Kemunduran Umat Islam Sampai Sekularisme di Negeri-negeri Islam

Oleh: Muhammad Abduh Negara

Kalau mengikuti penjelasan Taqiyuddin An-Nabhani, kemunduran umat Islam dimulai saat mereka mengadopsi pemikiran di luar Islam, dalam hal ini filsafat dan logika Yunani, dan memasukkannya ke dalam tubuh umat Islam, yang kemudian melahirkan perdebatan kalam. Pendapat beliau ini tentu tidak disepakati oleh sebagian ulama dan pemikir lainnya, yang menganggap masuknya filsafat dan logika itu ke tubuh umat Islam melalui penyaringan, sehingga yang diadopsi umat Islam adalah sisi baiknya saja, sedangkan sisi buruknya ditinggalkan.

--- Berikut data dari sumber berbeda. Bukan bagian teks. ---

PR #480, opened 2022-09-20
Fixing race condition preventing language from loading

olemartinorg:
## Description
After struggling to get this to reproduce, I finally managed it. The following code was the culprit:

Namun pelajaran yang ingin saya ambil adalah, sebagian ulama dan pemikir telah mencoba menganalisis sebab kemunduran dan keringkihan tubuh umat Islam saat ini, dan merunutnya bahkan ke masa yang masih dekat dengan generasi salaf. Kemunduran umat Islam itu, bukan terjadi dengan sim salabim, awalnya berjaya dan berada di puncak peradaban dunia, lalu besoknya runtuh tanpa diketahui sebabnya. Kemunduran itu terjadi secara bertahap, sedikit demi sedikit, sampai kemudian dipukul KO oleh musuh-musuhnya.

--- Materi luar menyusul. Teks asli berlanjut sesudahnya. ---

Issue #432, opened 2022-09-02
Navigate from confirmation step to other steps in a process (BPMN)


mjulstein:
### Description
As a user I need to be able to navigate back to a previous process task when I have reached the confimation task, so that I can fix what blocks me from submitting.

This is a specification of the frontend tasks from Altinn/app-frontend-react#262 
In issue Altinn/app-template-dotnet#129 a new endpoint is discussed.
The gist is that this endpoint can be called on the start of any given processes-task and the backend will respond with tasks that are available to the client at a given time in the process.

The API should return enough information about the process so that a call to `process/next/<requiredInfo:takID?>` will cause the backend to update the process state and the user can be redirected to the root of the App.

### Additional Information

In addition the enabling custom navigation to other processes from a given process we need:
- [ ] Cypress tests to validate that navigating to a given process-task works as intended

A new receipt page is in development by @lorang92 and should work with the overriding button layout.
- <Link to the issue>

### Tasks

In order for this to work we need:
- [ ] Designs on how the overriding button layout should be presented (if the user has access or not) @Febakke  we need to discuss conditional states/access
- [ ] Find a suitable file or create a new one to hold the configuration needed to override the 'submit-button-only' design
- [x] Decide what is actually needed to set up in the new configuration.
   * Is a config actually needed, can we find enough information from the API from Altinn/app-template-dotnet#129 to render additional buttons?
   * If that is the case can we make a unique text-id-prefix for process-next-api buttons that can be localized? WYDT @RonnyB71 ?
   * Can we avoid requiring App developers to edit their configs to utilize the new feature
   * Should we avoid adding this feature unless explicit settings have been applied in the App (the available-next-tasks api could possibly be enough, as it can return 404 if the feature is not available.)
   * Other things

### Acceptance Criterias

- [ ] Buttons are rendered on the receipt-page(s) per the final design
- [ ] The buttons that can be used are functioning as intended: If disabled, you won't change processes etc.
- [ ] Document how to override the current submit-button functionality with this feature
- [ ] Unchanged apps should appear as before
- [ ] When a user is sent to a different process the browser history should be replaced with the page they are currently on while navigating backwards.

PR #488, opened 2022-09-24
Feat/navigate to process from confirm task

mjulstein:
## Description
Adds support to set a `mode` property on the `ButtonComponent` to create a secondary button to switch to an available BPMN task. The mode is called `go-to-task` and requires a `taskId` prop with the name of the task to be set.
Adding the following to formLayout or will render the button:
```json
{
	"id": "Task-1-Button",
	"type": "Button",
	"mode": "go-to-task",
	"textResourceBindings": {
	  "title": "Gå til Task-1"
	},
	"dataModelBindings": {},
	"taskId": "Task_1"
}
```
https://dev.altinn.studio/repos/ttd/frontend-test/src/branch/feat/support-navigation-to-other-route

## Related Issue(s)
- #432 

## Verification
- [ ] All tests run green

## Documentation


src/altinn-app-frontend/webpack.common.js
```diff
@@ -28,11 +28,7 @@ module.exports = {
         },
       },
       {
-        test: /\.scss$/,
-        use: ['style-loader', 'css-loader'],
-      },
-      {
-        test: /\.css$/,
+        test: /\.(sa|sc|c)ss$/,
```
haakemon, line 31: This can be changed back, and we can remove the `scss` test entirely. It requires additional loaders (f.ex sass-loader) which we havent set up. And we're not using sass, so no need to keep it here.

```suggestion
        test: /\.css$/,
```

src/altinn-app-frontend/src/components/base/ButtonComponent/ButtonComponent.tsx
```diff
@@ -0,0 +1,88 @@
...
+  }
+
+  const saveFormData = () => {
+    dispatch(FormDataActions.submit({ componentId: 'saveBtn' }));
+  };
+
+  const submitForm = ({ componentId }: { componentId: string }) => {
+    const { org, app, instanceId } = window as Window as IAltinnWindow;
+    dispatch(
+      FormDataActions.submit({
```
nkylstad, line 53: I'm pretty sure sure this won't actually work in navigating from the confirm page to completion (receipt). In the static confirm view, we had a custom submit button, which called `process.next`. But here, in order to display the same "submit" button, the layout must use this button, which submits the _form data_, which is not actually connected to the confirm task. The user will typically not have access to write to the data task from the confirm task, so this will cause a 403 response from the server. 
A quick fix might be to add a check in `submitFormDataSaga` and only PUT form data if the current task is a data task. Thoughts @lorang92 @TheTechArch ?

lorang92: Ah, I see that we got a `GoToTaskButton` which only calls `ProcessActions.complete`. I'm guessing this can be used in sted of the submit-button when we are in receipt going to completion?

lorang92: Can you confirm that this works @tjololo? I'm imagining we tried the whole flow from Task_1 to the end event?

nkylstad: Yep that might work. But the styling won't be the same as the static confirm page where we have the green button.

lorang92: Good point. And I agree we should probably just fix so that submit-button works in confirm :)

tjololo: I have tested with the latest commit from this branch. There are some errors presented when I run `yarn start`
Other than that I have tested the whole process in an application with custom confirm page (and buttons) and an app with the default confirm page. Both seemed to work fine locally.
The "confirm" buttons on the custom confirm page is not styled as a submit button like the one on the static page, but that might my fault.
Error presented from yarn start:
```
ERROR in ./__mocks__/validationStateMock.ts:[32m[1m2:10[22m[39m

TS2459: Module '"../src/utils/textResource"' declares 'getTextResourceByKey' locally, but it is not exported.
    1 | import type { IValidations } from '../src/types';
  > 2 | import { getTextResourceByKey } from '../src/utils/textResource';
      |          ^^^^^^^^^^^^^^^^^^^^
    3 |
    4 | export function getMockValidationState(withFixed = false): IValidations {
    5 |   const fixed = withFixed ? [] : undefined;
 ```
 
 Screenshot of custom confirm page:
 
image

Comment (tjololo) [reply src/altinn-app-frontend/src/components/base/ButtonComponent/ButtonComponent.tsx:53]: from the formlayout of the confirm page:
```json
{
    "id": "submit",
    "type": "Button",
    "mode": "go-to-task",
    "taskId": "EndEvent_1",
    "textResourceBindings": {
      "title": "button.confirm"
    },
    "grid": {
       "xs": 2
     }
 }
```
Errors are gone after the latest changes 🥳

mjulstein: The go-to-task mode is intentionality  secondary by the way.
I thought the button was supposed to be in addition to other buttons on the page. And then the submit and confirm buttons where supposed to work as before.

nkylstad: Yes, that was the idea @mjulstein. But the submit button from the custom confirm page didn't actually work as it saved the form data, as described in my original comment. I pushed a fix for this, so the submit button should be working on the custom confirm page now.

src/altinn-app-frontend/src/utils/appUrlHelper.ts
```diff
@@ -11,67 +11,59 @@ export const profileApiUrl = `${appPath}/api/v1/profile/user`;
...
-  );
-}
+export const fileUploadUrl = (attachmentType: string) =>
+  `${appPath}/instances/${altinnWindow.instanceId}/data?dataType=${attachmentType}`;
 
-export function dataElementUrl(dataGuid: string) {
-  return `${appPath}/instances/${altinnWindow.instanceId}/data/${dataGuid}`;
-}
+export const fileTagUrl = (dataGuid: string) =>
+  `${altinnWindow.instanceId}/data/${dataGuid}/tags`;
```
nkylstad, line 30: Most of the changes in this file feel pointless, and cause a lot of noise so it's almost impossible to see any _actual_ changes. In addition it introduces lots of opportunities for errors, like this case here where part of the uri is missing.

src/altinn-app-frontend/package.json
```diff
@@ -102,7 +103,7 @@
     ],
     "moduleNameMapper": {
       "\\.(jpg|jpeg|png|gif|eot|otf|webp|svg|ttf|woff|woff2|mp4|webm|wav|mp3|m4a|aac|oga)$": "<rootDir>/__mocks__/fileMock.js",
-      "\\.(css|less)$": "<rootDir>/__mocks__/styleMock.js",
+      "\\.(css|less|scss)$": "identity-obj-proxy",
```
lorang92, line 106: If we are no longer using the `styleMock.js` I guess this file can be deleted?

src/altinn-app-frontend/src/utils/appUrlHelper.test.ts
```diff
@@ -1,163 +1,226 @@
...
-        origin: 'https://ttd.apps.altinn.no',
-        hash: '#/datamodelling',
-        pathname: '/ttd/jesttest/',
-        host: 'https://ttd.apps.altinn.no',
-        href: 'https://ttd.apps.altinn.no/ttd/test',
-      };
-      const oidcProvider = 'idporten';
-      expect(getEnvironmentLoginUrl(oidcProvider)).toContain(
-        'https://platform.altinn.no/authentication/api/v1/authentication?goto=https%3A%2F%2Fttd.apps.altinn.no%2Fttd%2Ftest&iss=idporten',
+  window['instanceId'] = 'instance/id';
```
nkylstad, line 28: I find this a little confusing, its challenging to see if this is part of the base url or if its a variable with `instance/id`. Would prefer to use something explicit to make it more obvious that this is a variable part of the url.

nkylstad (commented):
Noticed a few things:
- Spacing around the submit button on the (default) confirm page is too small, the button is too close to the texts.
- The submit button on the "default" static confirm page was blue (primary button), is now green (submit). 
@Febakke any input?
Screenshot 2022-09-29 at 10 34 55

Screenshot 2022-09-29 at 10 35 20

UPDATE: Confirmed with @Febakke that we will keep the button green for now. Added back the missing spacing.

src/altinn-app-frontend/src/components/base/ButtonComponent/InstantiationButton.tsx
```diff
@@ -2,40 +2,23 @@ import * as React from 'react';
...
-  marginLeft: '40px',
-  marginTop: '2px',
-  height: '45px',
-};
-
 export type IInstantiationButtonProps = IComponentProps &
   Omit<ILayoutCompInstantiationButton, 'type'>;
 
-export function InstantiationButtonComponent(props: IInstantiationButtonProps) {
+export type Props = Omit<ButtonProps, 'onClick'> &
```
nkylstad, line 18: We should use a more descriptive name here.

src/altinn-app-frontend/src/components/base/ButtonComponent/ButtonComponent.tsx
```diff
@@ -0,0 +1,96 @@
...
+          <div className={css['button-row']}>
+            <GenericButton {...props}>{props.text}</GenericButton>
+          </div>
+        </div>
+      </div>
+    );
+  }
+
+  const saveFormData = () => {
+    dispatch(FormDataActions.submit({ componentId: 'saveBtn' }));
```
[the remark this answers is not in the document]
nkylstad: Never mind, I misunderstood the "save" button in this context.

nkylstad (approved):
I've made a few small updates, great if @lorang92 could take a quick look as well :)

lorang92 (approved):
@nkylstad there is a lot of stuff going on here, but I have glanced at this. I think this is fine for now, and don't find anything I consider blocking. We also have cypress tests that should cover regression testing for the changed files rather well (`data` => `data` => `data` => `confirm` static => `end`), so I'm pretty confident that existing features should work as expected. 

I would like to have some cypress tests for a gateway flow introduced as this is hard to unit-test. Not blocking, but if you have some spare time that would be nice.

nkylstad:
> @nkylstad there is a lot of stuff going on here, but I have glanced at this. I think this is fine for now, and don't find anything I consider blocking. We also have cypress tests that should cover regression testing for the changed files rather well (`data` => `data` => `data` => `confirm` static => `end`), so I'm pretty confident that existing features should work as expected.
> 
> I would like to have some cypress tests for a gateway flow introduced as this is hard to unit-test. Not blocking, but if you have some spare time that would be nice.

Yep, I agree that we should have some explicit cypress tests that handle the concept of going back and forth between tasks. Will try to add some.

Peristiwa lain, semisal terbelahnya umat Islam menjadi dua kekuatan besar, timur (‘Abbasiyyah) dan barat (Umawiyyah Andalusia), setelah sebelumnya bersatu di bawah satu pimpinan, kemudian runtuhnya Baghdad, lalu tersingkirnya muslim di Andalusia, lalu kolonialisasi Eropa di berbagai negeri Islam, lalu runtuhnya ‘Utsmani sebagai simbol kekuatan umat Islam saat itu, lalu dicaploknya Al-Aqsha dan Palestina, menjadi rentetan sejarah semakin mundurnya umat Islam. Ini dari sisi politik. Dari sisi perkembangan sains dan teknologi pun, umat Islam yang awalnya memimpin peradaban dan melahirkan berbagai penemuan sains, kemudian disalip oleh Barat dan saat ini semakin tertinggal jauh.

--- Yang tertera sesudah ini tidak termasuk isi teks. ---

Issue #461, opened 2022-09-12
Readable summary of data 


lorang92:
### Description

For BRG we have a need to give a readable summary of data in the confirm step. 

![image](https://user-images.githubusercontent.com/10416981/189592488-1b8e138d-6ccc-44cf-acb5-c61cecfd6f60.png)

### Additional Information

How does this relate to our summary component? What is different about this need? Should these needs be combined in some way?

### Acceptance Criterias

- Can be used for repeating structures
- Can be used as a standalone component

PR #489, opened 2022-09-26
add display options to summary components

nkylstad:
## Description
Updated summary components with some display options to make it more readable with repeating groups:
- `hideBottomBorder` - to hide the blue dotted border between summary components.
- `useComponentGrid` - allows the summary component to use the layout components defined grid setup. Especially useful for summary groups with `largeGroup: true`.
- `hideChangeButton` - Useful when using summary components f.ex. in a custom confirm view, when it is not possible to navigate directly back to the form to change things.

In addition, updated some styling as discussed with @Febakke:
- Added a pale grey border around repeating group items in summary to make it more readable
- Swapped styling of label/data so that data is bold while label is normal.

Screenshot 2022-09-26 at 13 17 02

Apart from the small styling fixes, existing apps using summary components should not be affected.

## Related Issue(s)
- #461

## Verification
- [x] All tests run green

## Documentation

### DIFF
--- a/src/altinn-app-frontend/src/components/summary/SummaryBoilerplate.tsx
+++ b/src/altinn-app-frontend/src/components/summary/SummaryBoilerplate.tsx
@@ -8,7 +8,8 @@ import type { ILayoutCompSummary } from 'src/features/form/layout';
 
 import appTheme from 'altinn-shared/theme/altinnAppTheme';
 
-export interface SummaryBoilerplateProps extends ILayoutCompSummary {
+export interface SummaryBoilerplateProps
+  extends Omit<ILayoutCompSummary, 'type' | 'id'> {
   hasValidationMessages?: boolean;
   onChangeClick: () => void;
   changeText: string;
--- a/src/altinn-app-frontend/src/components/summary/SummaryBoilerplate.tsx
+++ b/src/altinn-app-frontend/src/components/summary/SummaryBoilerplate.tsx
@@ -43,7 +43,7 @@ export default function SummaryBoilerplate({
 }: SummaryBoilerplateProps) {
   const classes = useStyles();
   const shouldShowChangeButton =
-    !readOnlyComponent && !display.hideChangeButton;
+    !readOnlyComponent && !display?.hideChangeButton;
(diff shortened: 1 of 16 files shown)


src/altinn-app-frontend/src/components/summary/SummaryBoilerplate.tsx
```diff
@@ -13,6 +14,7 @@ export interface SummaryBoilerplateProps {
   changeText: string;
   label: any;
   readOnlyComponent?: boolean;
+  display?: SummaryDisplayProperties;
```
olemartinorg, line 17: This should probably be added to `ILayoutCompSummary` instead, and this should extend from that interface. That would give you intellisense on `component.display...` after checking `if (component.type === 'Summary')` :smiley:

src/altinn-app-frontend/src/components/summary/SummaryComponent.tsx
```diff
@@ -14,13 +15,18 @@ import {
...
+  ILayoutComponent,
+  SummaryDisplayProperties,
+} from 'src/features/form/layout';
 import type { IComponentValidations, IRuntimeState } from 'src/types';
 
 export interface ISummaryComponent {
   id: string;
   componentRef?: string;
   pageRef?: string;
+  display?: SummaryDisplayProperties;
```
olemartinorg, line 29: Same here. There are probably also some other options here not yet documented in the layout jsonschema..? :thinking:

olemartinorg (changes requested):
:godmode:
I'll put up a 'request changes' because of the failing unit tests, otherwise this LGTM!

src/altinn-app-frontend/src/components/summary/SummaryBoilerplate.tsx
nkylstad: Ah, great tip! Was able to get rid of several props that were already defined in `ILayoutCompSummary`. Will update jsonschema and make sure that all props are defined there.

olemartinorg (approved):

Dan boleh dikatakan, yang paling parah adalah, diadopsinya pemikiran sekularisme Barat oleh dunia Islam. Yang paling ekstrim, tentu terjadi di Turki oleh Mustafa Kemal, sampai-sampai simbol Arab (yang identik dengan Islam) dihilangkan semua di sana. Agama dipisahkan dari negara, sebagaimana Barat melakukannya. Silakan anda beribadah di masjid, dzikir semalam suntuk pun silakan, tapi jangan bawa-bawa Islam dalam kehidupan bernegara.

Setelah Turki, negeri-negeri Islam yang kebanyakan merdeka dari penjajahan Barat pasca Perang Dunia Ke-2, ikut-ikutan mengadopsi gagasan sekularisme Barat. Tentu dengan kadar yang berbeda-beda di tiap negara, karena tiap negara punya kerumitannya sendiri. Di Indonesia, perdebatan soal dasar negara telah terjadi sekian tahun sebelum proklamasi, antara M. Natsir dan Soekarno misalnya. Kemudian di sidang Konstituante juga terjadi perdebatan alot tentang dasar negara. Bahkan pertarungan gagasan terus terjadi sampai saat ini, dengan munculnya wacana “NKRI Bersyariah” misalnya.

Kolonialisasi Barat ratusan tahun, kemudian menguatnya sekularisme pasca kemerdekaan negeri-negeri Islam, menjadi pijakan kita saat berbicara, apakah negeri-negeri itu sepenuhnya menerima syariat Islam sebagai asas tanpa penolakan, atau sebenarnya terjadi ‘pertarungan’ antara pihak yang ingin syariat Islam dalam kehidupan negara dengan yang ingin melokalisasinya hanya di masjid dan mushalla saja.